In India, G travelers are picked up by Women on Wheels, a fleet driven by formerly homeless and abused women who received 18 month of training and a car through G Adventures. This in a country where women rarely drive. G trips often include a first-day city tour led by teenagers who were found in shelters and taught to be tour guides. Bruce speaks of “amazing stories of kids found at train stations when they were two or three years old. I know six of these kids who are studying through scholarships in the United States.”

Bruce doesn’t use trendy terms like ecotourism or sustainable tourism to define his work and his mission. He likes “community tourism” as a better descriptor for the circular economic system he’s created, where tourism dollars are channeled back into the communities.

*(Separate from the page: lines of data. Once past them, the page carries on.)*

PR #266, opened 2023-09-07
added bistability notebook

alec-flexcompute:


tomflexcompute (changes requested):
Thanks @alec-flexcompute for the great case study. As discussed, the result is not identical to the reference but I won't worry about it too much. Below are my comments. Please let me know if you have any questions or find anything unclear.

1. What is "View this project in Tidy3D Web App" leading to? Is it supposed to link to our web GUI? Currently it's linking to another notebook page, which is a bit confusing to me.
2. When linking to the publication, ideally we link to the DOI link, which in this specific case is "https://doi.org/10.1063/1.1615835". This paper is not open-access so viewers need to purchase the pdf to actually read it. The same for the second paper by Soljacic et. al.
3. "Tidy3d" -> "Tidy3D". 
4. fwidth = freqs[-1]-freqs[0] will give a source spectrum that is much wider than necessary. Although it might not hurt, usually we keep it 0.5*(freqs[-1]-freqs[0]) or even narrower. This also prevents the excitation of other resonances in the system.  
5. There are a few RunTimeWarnings. Do we know why they show up?
6. Could you briefly comment on why absorber instead of PML is used? Essentially the evanesent field around the rods will leak into PML and cause the simulation to diverge.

He’s also aware that “the world has changed in our favor. The mindset of people, the sustainability movement, the way people live at home. We have always thought for 30 years that people will match their values with their holiday time.” His gut instinct paid off. 

It all sounds almost hopelessly feel-good and kumbaya, doesn’t it? It is, but it works: Bruce leveraged those handshake agreements into a nine-figure business that has had double-digit growth for three decades. Some 200,000 travelers take more than 750 tours to 100 countries on every continent. G Adventures tours have a “G for Good” community-minded element in the trip. The pandemic took its toll, but tours have resumed in the countries where they can travel, and 2022 looks strong. G Adventures has five headquarters around the world, in Berlin, London, Melbourne, Boston and Toronto; each has won a “best places to work” award.

Bruce’s other accolades are almost an embarrassment of riches: Social Venture Network Hall of Fame (2012), Queen Elizabeth II Diamond Jubilee Medal, EY Entrepreneur of the Year (2002, 2006, 2016), British Travel and Hospitality Hall of Fame (2018), #10 on Glassdoor’s Top CEOs list (2019).

And he’s the only person to have ever had a business book endorsed by a living god, the Dalai Lama. In the foreword to Looptail, His Holiness wrote, “Not only in his business but also in this account of his adventures, Bruce Poon Tip is making an active contribution to creating a more peaceful and happier world, while at the same time creating a model from which others can learn.”

How does he find the right balance between purpose and profits? “There’s no real way to balance it,” he says. “I can honestly say that in 30 years, I have never had to make a decision based on money. I believe that if we do everything right, we’re profitable. Profit can be organic, and we have proven that. Double-digit growth, getting the best people—it all comes if we get the community right. It’s esoteric for some people to believe, but it’s true.” 

Asked what he would advise other CEOs, he says, “Put the right things in place for people to achieve human happiness. Focus on sustained human happiness. Happy people drive performance.”